NH has plenty of water to help relieve the heat
Time to take a swim, many places to do so.
According to the New Hampshire Department of Environmental Services, there are more than 17,000 miles of river and more than 944 lakes and reservoirs in the state.
The recent hot spell brought out the bathers.
"This is what we waited all winter for," said Chase Williams, 20, decked out in swimsuit, suntan lotion and shades and surrounded by friends at Brewster Beach on Lake Winnipesaukee in Wolfeboro.
Several public beaches hug the shores of Lake Winnipesaukee and Lake Wentworth.
Williams and friends Brenna Madden and Haley Lineham, both 19, and May Williams, 20, all listed Brewster Beach as one of their favorite swimming and hangout spots.
"This is one of the nicest beaches in town; we can meet up with friends here," said Williams.
There are dozens of lakes in the Lakes Region. Lake Winnipesaukee is the largest, at more than 44,500 acres, but residents and visitors alike have their pick of many public beaches. Among them is Albee Beach on Lake Wentworth in Wolfeboro.
"I'm loving it," said Hannah Bergeron, 18, a student at the University of New Hampshire who enjoyed a summer-like break at the beach with friend Grace Mitchum, 19, who studies at the University of Vermont. "It's definitely nice to be able to finally relax after all the studying."

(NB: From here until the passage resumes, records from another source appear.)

PR #99, opened 2026-06-17
feat: expose creator_id in task detail + list DTOs (OCT-35 part 1)

lml2468:
## Summary
- Adds `creator_id` to both the `GetSummary` detail DTO and the `ListSummaries` list DTO (`internal/api/handler/task.go`). The model already persisted `creator_id` (`internal/model/model.go:104`); it was simply never serialized.
- Additive, non-breaking contract change. Existing fields and consumers are unaffected.

## Why
Split from backend review **OCT-32** of octo-web [#291](https://github.com/Mininglamp-OSS/octo-web/pull/291) (summary-notify). The client-only tip had no way to attribute the real author and fell back to the *observing* user's login. Exposing `creator_id` lets the client stamp the correct author and gate notify behavior on it.

This is **part 1** of OCT-35. The remaining work (server-side notify-policy gate + idempotent emit on the `COMPLETED` transition) is tracked separately because it needs a new IM outbound path and cross-repo coordination on sender identity + `contentType=21` payload.

## Test plan
- [x] `go build ./...`
- [x] `go vet ./internal/api/handler/`
- [x] `go test ./internal/api/handler/` (new `creator_id_test.go`: detail + list DTO presence, asserting a non-creator participant observer still sees the real `creator_id`)
- [ ] CI green

Co-Authored-By: Paperclip <noreply@paperclip.ing>

PR #100, opened 2026-06-17
feat(notify): server-side notify-policy gate + idempotent summary-notify emit (OCT-43)

lml2468:
## Summary

Server-side emit for the summary-notify tip — OCT-35 part 2/3, following part 1 (`creator_id` in DTOs, #99). Resolves all three defects from octo-web #291:

- **wrong author** → tip is sent by a stable system App-Bot (`from_uid`/`from_name`), not an arbitrary member.
- **channel-wide leak of a private summary** → tip goes only to the access-gated target set (creator + explicit participants) as directed DMs; never broadcast to `origin_channel_id`.
- **N-member duplicate fan-out** → exactly-once per task via a `notified_at` CAS anchor.

## What changed

- `internal/worker/notify.go` (new): `Notifier` + `botNotifier`.
  - `notifyTargetUserIDs` = creator + participants, deduped — mirrors `handler.canAccessTask` (channel membership alone grants no tip).
  - `NotifyCompleted` does a single-writer CAS `notified_at IS NULL -> now`; only the row-affecting winner sends → exactly-once even across restarts / concurrent winners.
  - `botAPISender` POSTs to octo-server `POST /v1/bot/sendMessage` (`Authorization: Bearer app_*`) with a `contentType=21` payload.
  - No-op until configured (`config.NotifyConfigured()`), so an unconfigured deploy never burns the `notified_at` anchor.
- Emit wired into the CAS-win branch of both completion paths: `personal_processor.go` (single-person) and `meta_processor.go` (multi-person, idempotent across dirty re-runs).
- `summary_task.notified_at` column + migration `20260618-01-add-summary-task-notified-at.sql`.
- Config: `SUMMARY_NOTIFY_ENABLED`, `SUMMARY_NOTIFY_BOT_API_URL`, `SUMMARY_NOTIFY_BOT_TOKEN`, `SUMMARY_NOTIFY_BOT_UID`, `SUMMARY_NOTIFY_BOT_NAME`.

## Tests

- `TestNotifyPolicyGate` — creator-only / creator+participants / creator-deduped; asserts a non-participant is never targeted and every emit is a person DM with `type=21`.
- `TestNotifyIdempotencyConcurrent` — 16 goroutines → single fan-out; race-clean.
- `TestNotifyAlreadyNotifiedNoop` — already-set `notified_at` → no re-emit.
- Full `internal/worker` package + `go vet` green.

## ⚠️ Draft — blocked on before-merge coordination

1. **Sender identity (CTO/infra):** provision the system App-Bot (`robotID` + `app_*` token) + token distribution — decision #1.
2. **`contentType=21` payload contract (Frontend):** confirm exact required keys vs. what octo-web #291 registered. `buildPayload` keys are proposed (`type`, `from_uid`, `from_name`, `task_id`, `task_no`, `title`) and flagged in code.
3. **Security review (SecurityEngineer):** new authenticated outbound sender posting into user channels with access-gating.

Refs OCT-43.

### DIFF
--- a/internal/config/config.go
+++ b/internal/config/config.go
@@ -84,6 +84,23 @@ type Config struct {
 
 	// Tool call per-attempt timeout (seconds)
 	ToolCallTimeout int
+
+	// Summary-notify outbound (OCT-43). When a task completes the worker emits
+	// a directed contentType=21 tip to the creator + explicit participants via
+	// octo-server's bot API. Disabled unless NotifyEnabled is true AND both URL
+	// and token are set (see NotifyConfigured).
+	NotifyEnabled   bool   // SUMMARY_NOTIFY_ENABLED master switch
+	NotifyBotAPIURL string // SUMMARY_NOTIFY_BOT_API_URL full endpoint, e.g. http://octo-server:8080/v1/bot/sendMessage
+	NotifyBotToken  string // SUMMARY_NOTIFY_BOT_TOKEN system App-Bot token (app_ prefix) — provisioning is OCT-43 decision #1
+	NotifyBotUID    string // SUMMARY_NOTIFY_BOT_UID stable from_uid surfaced in the payload (server stamps the authoritative from_uid from the token)
+	NotifyBotName   string // SUMMARY_NOTIFY_BOT_NAME stable from_name display string
+}
+
+// NotifyConfigured reports whether the summary-notify emit path is fully
+// configured and enabled. The worker builds a no-op notifier otherwise, so an
+// unconfigured deploy never burns the notified_at idempotency anchor.
+func (c *Config) NotifyConfigured() bool {
+	return c.NotifyEnabled && c.NotifyBotAPIURL != "" && c.NotifyBotToken != ""
 }
 
 func Load() *Config {
@@ -133,6 +150,12 @@ func Load() *Config {
 		ChannelScopeEnabled: envBool("CHANNEL_SCOPE_ENABLED", true),
 
 		ToolCallTimeout: envInt("TOOL_CALL_TIMEOUT", 30),
+
+		NotifyEnabled:   envBool("SUMMARY_NOTIFY_ENABLED", false),
+		NotifyBotAPIURL: envStr("SUMMARY_NOTIFY_BOT_API_URL", ""),
+		NotifyBotToken:  envStr("SUMMARY_NOTIFY_BOT_TOKEN", ""),
+		NotifyBotUID:    envStr("SUMMARY_NOTIFY_BOT_UID", ""),
+		NotifyBotName:   envStr("SUMMARY_NOTIFY_BOT_NAME", "智能总结"),
 	}
 }
 
--- a/internal/model/model.go
+++ b/internal/model/model.go
@@ -115,9 +115,14 @@ type SummaryTask struct {
 	OriginChannelType  int        `gorm:"column:origin_channel_type;type:tinyint;not null;default:0" json:"origin_channel_type"`
 	ProcessingDeadline *time.Time `gorm:"column:processing_deadline" json:"processing_deadline"`
 	ConfirmDeadline    *time.Time `gorm:"column:confirm_deadline" json:"confirm_deadline"`
-	CreatedAt          time.Time  `gorm:"column:created_at;not null" json:"created_at"`
-	UpdatedAt          time.Time  `gorm:"column:updated_at;not null" json:"updated_at"`
-	DeletedAt          *time.Time `gorm:"column:deleted_at;index" json:"deleted_at,omitempty"`
+	// NotifiedAt is the crash-safe idempotency anchor for the summary-notify
+	// tip. A single-writer CAS (notified_at IS NULL → now) guarantees
+	// exactly-once emit per task even across worker restarts. NULL = not yet
+	// notified.
+	NotifiedAt *time.Time `gorm:"column:notified_at" json:"notified_at,omitempty"`
+	CreatedAt  time.Time  `gorm:"column:created_at;not null" json:"created_at"`
+	UpdatedAt  time.Time  `gorm:"column:updated_at;not null" json:"updated_at"`
+	DeletedAt  *time.Time `gorm:"column:deleted_at;index" json:"deleted_at,omitempty"`
 }
 
 func (SummaryTask) TableName() string { return "summary_task" }
--- a/internal/worker/meta_processor.go
+++ b/internal/worker/meta_processor.go
@@ -217,6 +217,10 @@ func (m *MetaProcessor) processMetaSummary(ctx context.Context, taskID int64) {
 			EventType: "META_SUMMARY_UPDATED",
 		})
 
+		// Emit the access-gated summary-notify tip (OCT-43). Idempotent via the
+		// notified_at CAS, so dirty re-runs of this loop never double-emit.
+		m.proc.emitSummaryNotify(taskID)
+
 		log.Printf("[meta-worker] task %d meta-summary version %d created (%d participants)",
 			taskID, result.Version, len(submitted))
 
--- a/internal/worker/notify.go
+++ b/internal/worker/notify.go
@@ -1,0 +1,203 @@
+package worker
+
+import (
+	"bytes"
+	"encoding/json"
+	"fmt"
+	"io"
+	"log"
+	"net/http"
+	"time"
+
+	"github.com/Mininglamp-OSS/octo-smart-summary/internal/config"
+	"github.com/Mininglamp-OSS/octo-smart-summary/internal/model"
+	"gorm.io/gorm"
+)
+
+// contentTypeSummaryNotify is the IM message content type the octo-web client
+// (#291) registers to render the summary-notify tip. OCT-43 decision #2
+// (Frontend) owns the authoritative payload key contract for this type.
+const contentTypeSummaryNotify = 21
+
+// channelTypePerson is octo-server's DM (person) channel type
+// (octo-lib common.ChannelTypePerson). The tip is delivered as a directed DM
+// to each authorized user, never broadcast to the origin channel.
+const channelTypePerson = 1
+
+// Notifier emits the summary-completed tip for a finished task. Implementations
+// must be idempotent: NotifyCompleted may be invoked more than once for the
+// same task (concurrent CAS winners, restarts) and must emit at most once.
+type Notifier interface {
+	NotifyCompleted(taskID int64)
+}
+
+// noopNotifier is installed when summary-notify is unconfigured. It does
+// nothing — crucially it does NOT touch notified_at, so enabling the feature
+// later can still notify previously-completed tasks.
+type noopNotifier struct{}
+
+func (noopNotifier) NotifyCompleted(int64) {}
+
+// emitSummaryNotify fires the summary-completed tip for a task that this
+// goroutine just transitioned to Completed. Nil-safe so Processors built via
+// struct literal (tests) don't panic.
+func (p *Processor) emitSummaryNotify(taskID int64) {
+	if p.notifier == nil {
+		return
+	}
+	p.notifier.NotifyCompleted(taskID)
+}
+
+// messageSender is the outbound transport to octo-server's bot API. Extracted
+// so tests can assert target set + payload without a live HTTP server.
+type messageSender interface {
+	Send(channelID string, channelType int, payload map[string]interface{}) error
+}
+
+// botNotifier emits a directed contentType=21 tip to the access-gated target
+// set (creator + explicit participants) of a completed task.
+type botNotifier struct {
+	db       *gorm.DB
+	sender   messageSender
+	fromUID  string
+	fromName string
+}
+
+// NewNotifier builds the summary-notify emitter. Returns a no-op when the
+// feature is not fully configured (see config.NotifyConfigured).
+func NewNotifier(db *gorm.DB, cfg *config.Config) Notifier {
+	if !cfg.NotifyConfigured() {
+		log.Printf("[notify] summary-notify disabled (not configured); emit is a no-op")
+		return noopNotifier{}
+	}
+	return &botNotifier{
+		db: db,
+		sender: &botAPISender{
+			url:    cfg.NotifyBotAPIURL,
+			token:  cfg.NotifyBotToken,
+			client: &http.Client{Timeout: 5 * time.Second},
+		},
+		fromUID:  cfg.NotifyBotUID,
+		fromName: cfg.NotifyBotName,
+	}
+}
+
+// NotifyCompleted emits the tip exactly once per task. The notified_at CAS
+// (notified_at IS NULL → now) is the idempotency anchor: only the single
+// goroutine whose CAS affects one row proceeds to send, so concurrent callers
+// and post-restart retries are deduplicated even across processes.
+func (n *botNotifier) NotifyCompleted(taskID int64) {
+	now := time.Now().UTC()
+	cas := n.db.Model(&model.SummaryTask{}).
+		Where("id = ? AND notified_at IS NULL", taskID).
+		Update("notified_at", now)
+	if cas.Error != nil {
+		log.Printf("[notify] task %d notified_at CAS error: %v", taskID, cas.Error)
+		return
+	}
+	if cas.RowsAffected != 1 {
+		// Already notified (lost the CAS race or replayed after restart).
+		return
+	}
+
+	var task model.SummaryTask
+	if err := n.db.Where("id = ?", taskID).First(&task).Error; err != nil {
+		log.Printf("[notify] task %d load failed after CAS: %v", taskID, err)
+		return
+	}
+
+	targets := notifyTargetUserIDs(n.db, &task)
+	payload := n.buildPayload(&task)
+	sent := 0
+	for _, uid := range targets {
+		if err := n.sender.Send(uid, channelTypePerson, payload); err != nil {
+			// Best-effort per recipient: one failed DM must not block the rest.
+			log.Printf("[notify] task %d send to %s failed: %v", taskID, uid, err)
+			continue
+		}
+		sent++
+	}
+	log.Printf("[notify] task %d emitted summary-notify: %d/%d targets", taskID, sent, len(targets))
+}
+
+// notifyTargetUserIDs returns the access-gated notify target set for a task:
+// the creator plus every explicit participant, deduplicated and creator-first.
+// This mirrors handler.canAccessTask — origin-channel membership alone does NOT
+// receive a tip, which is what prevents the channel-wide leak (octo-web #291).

Bergeron and Mitchum said they also visit Brewster Beach and White Lake in Tamworth, but like Albee Beach for its calm waters, quiet, wooded setting and newly built bathhouse equipped with an outdoor shower and indoor changing rooms. The public beach is free and open from 6 a.m. to 8 p.m.
The water was a "little chilly" said Mitchum, but that didn't keep the teenagers from accepting an invitation from 3-year-old Sophia Canney, at the beach with her mother, Sarah, and brother, Jack, 8 months, to play in the sand at the shoreline.
"Wolfeboro summers are awesome," said Bergeron.
Sarah Canney brings the family up to Wolfeboro from Rochester to enjoy the kid-friendly Albee Beach surroundings.
Wolfeboro residents Diane Kuhn visited the beach with her niece, Hannah, 4, and said she, too, prefers Albee Beach to others.
Is she ready for the heat?
"We can't complain after this winter," she said.
Lovell Lake in Sanbornville, a short distance from Route 16 and Route 109, is a smaller pond with public access walking distance from the village area. Mid-morning on Thursday, local residents Cheryl Toussaint and stepchildren Jacob, 14, and Jaden, 3, were already in the water. Cheryl and Jacob, dressed in protective T-shirts and shorts, floated Jaden on an inflatable chair in the shallow water.
The spot is a favorite of the Toussaint family. "It's nice and local and quiet," said Cheryl. "We came down to play and swim, and we brought a lunch."
"We're in no rush," she said.
Swimmingholes.org, a guide to swimming holes and hot springs in the United States and Canada, lists 51 swimming holes in New Hampshire. The website also provides links to additional information specific to the White Mountain National Forest. Find directions to each spot, descriptions and some photographs on the site,
Examples of swimming hot spots include the Big Rock swimming hole on the Mad River in Campton and Livermore Falls on the Pemigewasset River.
The Crawford Notch area lists eight spots. At least nine spots are accessible off the Kancamagus Highway in Conway and Lincoln. The 34-mile scenic highway parallels the Swift River, Hancock Brook and the east branch of the Pemigewasset River, with many camping, swimming and picnicking sites along the way.
Popular swimming spots include Upper Ladies Bath behind the Hancock Campground. Another is accessible by a short hike up the Lincoln Woods Trail into the Pemigewasset Wilderness to swimming holes in Franconia Brook.
Easily accessible swimming holes in the Conway/North Conway area include one under a bridge on River Road in North Conway, Diana's Baths off West Side Road, and at the Humphrey's Ledge Recreation Area just behind Diana's Baths. Check first to see whether a parking permit from the White Mountain National Forest is required.
Another resource is www.newenglandwaterfalls.com, a supplement to the book "New England Waterfalls, a Guide to More Than 400 Cascades and Waterfalls," by Greg Parsons and Kate B. Watson, published by Countryman Press in 2010. The site and the book include notations on whether a cascade or waterfall spot is a good place to swim, or readers can print off a list from the page, www.newenglandwaterfalls/swimmingholes.php.